# Über eine Socket-Verbindung Arrays übergeben



## Xeonkryptos (8. Okt 2011)

Moin Leute,

ich würde gerne mal wissen, wie man das am besten realisieren kann, dass man über eine normale Socketverbindung ein Array übergibt und dieses als Array beim Client zurückbekommt? Für mein Chatprogramm speichere ich nämlich alle User in einem Array und möchte diese natürlich auch in meinem Frame angezeigt bekommen, wer on ist und nun habe ich keine Ahnung, wie ich das Auslesen soll. Ich erhalte immer nur Strings und das will ich halt nicht.

Ich verwende einen BufferedReader und einen PrintWriter auf beiden Seiten. Hoffe ihr habt eine gute Idee, die mir helfen könnte. 

Gruß
Xeonkryptos


----------



## XHelp (8. Okt 2011)

Naja, du solltest dir sowas wie ein Protokoll überlegen, dann klappt das auch mit den String.
Ansonsten kannst du ganze Objekte hin und her schieben, sofern die serialisierbar sind: [japi]ObjectOutputStream[/japi]. Aber es kann auch gut sein, dass es überhaupt kein Sinn macht dein serverseitiges User-Objekt an die Clients weiter zu schicken.


----------



## eRaaaa (8. Okt 2011)

Xeonkryptos hat gesagt.:


> Ich verwende einen BufferedReader und einen PrintWriter auf beiden Seiten. Hoffe ihr habt eine gute Idee, die mir helfen könnte.



ObjectOutputStream (Java Platform SE 7 )


----------



## Xeonkryptos (8. Okt 2011)

Ich gehe richtig davon aus, dass ich dann auf der anderen Seite ein ObjectInputStream benötige?

Und kann ich dann zu meinen bisherigen Streams auch ein ObjectInput und ObjectOutput verwenden, ohne das sie sich gegenseitig in die quere kommen?

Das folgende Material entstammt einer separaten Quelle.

PR #636, opened 2022-09-07
Move D* tests from NotYetReady to Ready

CarlosFigueiraMSFT:
Continuing to move tests from the "NotYetReady" folder to the place where they can actually run. Files starting with D. This is also fixing some issues in the interpreter:
- DateDiff was not honoring date part boundaries
- Proper handling of blank values in DateAdd/DateDiff/Date functions
- Fix bug with DateAdd/DateDiff across daylight saving time boundaries
- Better errors for invalid dates


src/libraries/Microsoft.PowerFx.Interpreter/Functions/Library.cs
```diff
@@ -336,10 +338,10 @@ private static T GetService<T>(this IServiceProvider services, T defaultService)
                 BuiltinFunctionsCore.Date,
                 StandardErrorHandling<NumberValue>(
                     expandArguments: NoArgExpansion,
-                    replaceBlankValues: DoNotReplaceBlank,
+                    replaceBlankValues: ReplaceBlankWithZero,
                     checkRuntimeTypes: ExactValueTypeOrBlank<NumberValue>,
                     checkRuntimeValues: ExactSequence(
-                        PositiveNumericNumberChecker,
+                        FiniteChecker,
```
Ananya-Gupta24, line 344: What additional scenario(s) is this accounting for?

src/libraries/Microsoft.PowerFx.Interpreter/Functions/LibraryDate.cs
```diff
@@ -145,49 +158,59 @@ public static FormulaValue DateDiff(EvalVisitor runner, EvalVisitorContext conte
...
             // as we could even change of year if the date we have is 1st of Jan and we are in a UTC+N time zone (N positive)
-            switch (units.Value.ToLower())
+            switch (timeUnit)
             {
                 case "months":
                     double months = ((end.Year - start.Year) * 12) + end.Month - start.Month;
                     return new NumberValue(irContext, months);
                 case "quarters":
-                    var quarters = ((end.Year - start.Year) * 4) + Math.Floor(end.Month / 3.0) - Math.Floor(start.Month / 3.0);
+                    var quarters = ((end.Year - start.Year) * 4) + Math.Floor((end.Month - 1) / 3.0) - Math.Floor((start.Month - 1) / 3.0);
```
Ananya-Gupta24, line 173: Could you please add a comment here explaining the decrement to start and end months?

src/tests/Microsoft.PowerFx.Core.Tests/ExpressionTestCases/DateValue.txt
```diff
@@ -1,6 +1,12 @@
 ﻿
 // Use of DateValue, DateTimeValue
 
+>> DateValue("")
```
Ananya-Gupta24, line 4: Could you add a case for Blank() as a parameter?

Ananya-Gupta24 (changes requested):

Ananya-Gupta24 (dismissed):

src/libraries/Microsoft.PowerFx.Interpreter/Functions/Library.cs
CarlosFigueiraMSFT: The validation is already done in the implementation. And the PositiveNumericNumberChecker returns a Error(Kind=Numeric), which should be used for numeric functions only; the actual error type should be InvalidArgument

src/tests/Microsoft.PowerFx.Core.Tests/ExpressionTestCases/DateValue.txt
CarlosFigueiraMSFT: Good idea, added as well

src/libraries/Microsoft.PowerFx.Interpreter/Functions/LibraryDate.cs
CarlosFigueiraMSFT: Added

Ananya-Gupta24 (approved):

PR #638, opened 2022-09-07
Allow lookup field delegation with 'in' operator

sagarbakliwal:


src/libraries/Microsoft.PowerFx.Core/Functions/Delegation/DelegationStrategies/InOpDelegationStrategy.cs
```diff
@@ -190,7 +194,7 @@ public override bool IsOpSupportedByTable(OperationCapabilityMetadata metadata,
             if (!(_binaryOpNode.Right.Kind == NodeKind.FirstName ||
                 binding.IsFullRecordRowScopeAccess(_binaryOpNode.Right) ||
                 (metadata.IsDelegationSupportedByTable(DelegationCapability.CdsIn) &&
-                (_binaryOpNode.Left.Kind == NodeKind.FirstName || binding.IsFullRecordRowScopeAccess(_binaryOpNode.Left)) &&
+                (_binaryOpNode.Left.Kind == NodeKind.FirstName || binding.IsFullRecordRowScopeAccess(_binaryOpNode.Left) || (_binaryOpNode.Left.Kind == NodeKind.DottedName && binding.GetType((_binaryOpNode.Left as DottedNameNode).Left).HasExpandInfo)) &&
```
Shpakh-MSFT, line 197: It would be good to simplify this condition. It's getting way too complicated.

src/libraries/Microsoft.PowerFx.Core/Functions/Delegation/DelegationStrategies/OpDelegationStrategy.cs
```diff
@@ -77,27 +77,28 @@ private bool IsSupportedNode(TexlNode node, OperationCapabilityMetadata metadata
...
+            //  4) it is a single column table and
+            //  5) metadata belongs to cds datasource that supports delegation of CdsIn
+            // If this check fails, verify if it is simply a valid node..
+            // Eg of valid delegation functions -
+            // Filter(Accounts, 'Account Name' in ["Foo", Bar"]) - Direct table use
+            // Set(Names, ["Foo", Bar"]); Filter(Accounts, 'Account Name' in Names) - Using variable of type table
+            // ClearCollect(Names, Accounts); Filter(Accounts, 'Account Name' in Names.'Account Name') - using column from collection.
+            // This won't be delegated - Filter(Accounts, 'Account Name' in Accounts.'Account Name') as Accounts.'Account Name' is async.
+            if (binding.Document.Properties.EnabledFeatures.IsEnhancedDelegationEnabled &&
+                isRHSNode && (opDelStrategy as BinaryOpDelegationStrategy)?.Op == BinaryOp.In && !binding.IsAsync(node) && binding.GetType(node).IsTable && binding.GetType(node).IsColumn &&
```
Shpakh-MSFT, line 93: >(opDelStrategy as BinaryOpDelegationStrategy)?.Op == BinaryOp.I [](http://example.com/codeflow?start=29&length=63)

Shouldn't this be part of InOpDelegationStrategy if it is "in" operator specific?

src/libraries/Microsoft.PowerFx.Core/Functions/Delegation/DelegationStrategies/OpDelegationStrategy.cs
```diff
@@ -77,27 +77,28 @@ private bool IsSupportedNode(TexlNode node, OperationCapabilityMetadata metadata
...
-                    isRHSNode && (opDelStrategy as BinaryOpDelegationStrategy)?.Op == BinaryOp.In && !binding.IsAsync(node) && binding.GetType(node).IsTable && binding.GetType(node).IsColumn &&
-                    metadata.IsDelegationSupportedByTable(DelegationCapability.CdsIn)) ||
-                    IsValidNode(node, binding))
-                {
-                    return true;
-                }
+                return true;
+            }
+
+            if (!binding.IsRowScope(node) && IsValidNode(node, binding))
```
Shpakh-MSFT, line 99: >!binding.IsRowScope(node) [](http://example.com/codeflow?start=16&length=25)

What is the reason for moving this check below? Just wanted to validate that this is not an oversight.

sagarbakliwal: I moved the special logic for cdsin away from three and made the code exactly same as it used to be before any in delegation

Shpakh-MSFT (approved):
:shipit:

PR #645, opened 2022-09-08
Fork: Remove 'Delete old compat results'

BruceHaley:
DO NOT MERGE. TESTING ONLY.
This is to see whether Southworks' github-pr-comment is working correctly.

Supposedly, task 'Publish compat results to GitHub' was changed to overwrite its previous publish. That means the second time [experimental]PowerFx-CI runs against a PR, the second published API compatibility comment does not create a duplicate. That makes the workaround, task 'Delete old compat results', redundant.

The fix:
Remove redundant task 'Delete old compat results'.


BruceHaley:
Testing completed

PR #646, opened 2022-09-08
Fix description for the DateTime function

CarlosFigueiraMSFT:
The description for the DateTime function is incorrect, this fixes it.


Shpakh-MSFT (approved):
:shipit:

PR #1678, opened 2023-07-20
Fix #1663 - warn that EnableRegExFunctions is still preview.

### LINKED ISSUE #1663: config.EnableRegExFunctions() doesn't indicate that these functions are Preview
IsMatch, Match, and MatchAll functions are not finished, we need to reconcile the regular expression language here with what is in Canvas.  

We need some way to indicate to a host that these functions are not GA.  Currently, all a host needs to do is call `config.EnableRegExFunctions()` which looks like `config.EnableSetFunction();` and `config.EnableParseJSONFunction();` which are GA.

Either a Engine.Features flag needs to be used, or the name of the enable function needs to be descriptive, something like `config.EnableRegExFunctions_Experimental();`

MikeStall:
Fix #1663


LucGenetier:
✅ No public API change.

LucGenetier (approved):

<-- reine Verständnisfragen.


----------



## eRaaaa (8. Okt 2011)

Ausprobieren wäre in dem Fall sicherlich schneller oder? 
Aber nur nochmal zur Erinnerung: Strings sind auch Objekte (demnach würde evtl. auch nur der eine reichen)


----------



## Xeonkryptos (8. Okt 2011)

Ausprobieren ist schneller, klar, es könnte aber gut sein, dass jemand irgendwelche Erfahrungen damit schon gesammelt hat =) ... Außerdem ist mir klar, dass ein String auch ein Objekt ist, aber so könnte ich es halt nur beim Auslesen der Arrays beachten und den Rest einfach ignorieren


----------